*WHAT YOU WILL DO*. Starting with the first line, output the data exactly, through to the last line.

___ EXCERPTED RECORDS

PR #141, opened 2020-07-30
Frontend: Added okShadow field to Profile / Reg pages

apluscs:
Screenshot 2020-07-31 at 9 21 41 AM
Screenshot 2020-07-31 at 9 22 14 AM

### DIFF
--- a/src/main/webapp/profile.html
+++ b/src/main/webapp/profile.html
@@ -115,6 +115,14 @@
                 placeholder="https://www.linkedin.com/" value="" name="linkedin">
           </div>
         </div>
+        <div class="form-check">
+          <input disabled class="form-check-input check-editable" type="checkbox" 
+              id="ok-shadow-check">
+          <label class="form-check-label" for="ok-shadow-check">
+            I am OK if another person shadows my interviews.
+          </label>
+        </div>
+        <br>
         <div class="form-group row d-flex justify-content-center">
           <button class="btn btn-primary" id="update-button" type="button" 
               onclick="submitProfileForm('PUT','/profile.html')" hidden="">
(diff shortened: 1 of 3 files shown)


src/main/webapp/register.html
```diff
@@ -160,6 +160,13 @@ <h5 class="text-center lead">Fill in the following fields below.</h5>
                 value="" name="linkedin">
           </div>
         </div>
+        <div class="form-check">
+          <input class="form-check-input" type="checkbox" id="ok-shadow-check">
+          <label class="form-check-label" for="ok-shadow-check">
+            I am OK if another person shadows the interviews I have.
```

______

*RESULT OF THE TASK*.
PR #141, opened 2020-07-30
Frontend: Added okShadow field to Profile / Reg pages

apluscs:
Screenshot 2020-07-31 at 9 21 41 AM
Screenshot 2020-07-31 at 9 22 14 AM

### DIFF
--- a/src/main/webapp/profile.html
+++ b/src/main/webapp/profile.html
@@ -115,6 +115,14 @@
                 placeholder="https://www.linkedin.com/" value="" name="linkedin">
           </div>
         </div>
+        <div class="form-check">
+          <input disabled class="form-check-input check-editable" type="checkbox" 
+              id="ok-shadow-check">
+          <label class="form-check-label" for="ok-shadow-check">
+            I am OK if another person shadows my interviews.
+          </label>
+        </div>
+        <br>
         <div class="form-group row d-flex justify-content-center">
           <button class="btn btn-primary" id="update-button" type="button" 
               onclick="submitProfileForm('PUT','/profile.html')" hidden="">
(diff shortened: 1 of 3 files shown)


src/main/webapp/register.html
```diff
@@ -160,6 +160,13 @@ <h5 class="text-center lead">Fill in the following fields below.</h5>
                 value="" name="linkedin">
           </div>
         </div>
+        <div class="form-check">
+          <input class="form-check-input" type="checkbox" id="ok-shadow-check">
+          <label class="form-check-label" for="ok-shadow-check">
+            I am OK if another person shadows the interviews I have.
```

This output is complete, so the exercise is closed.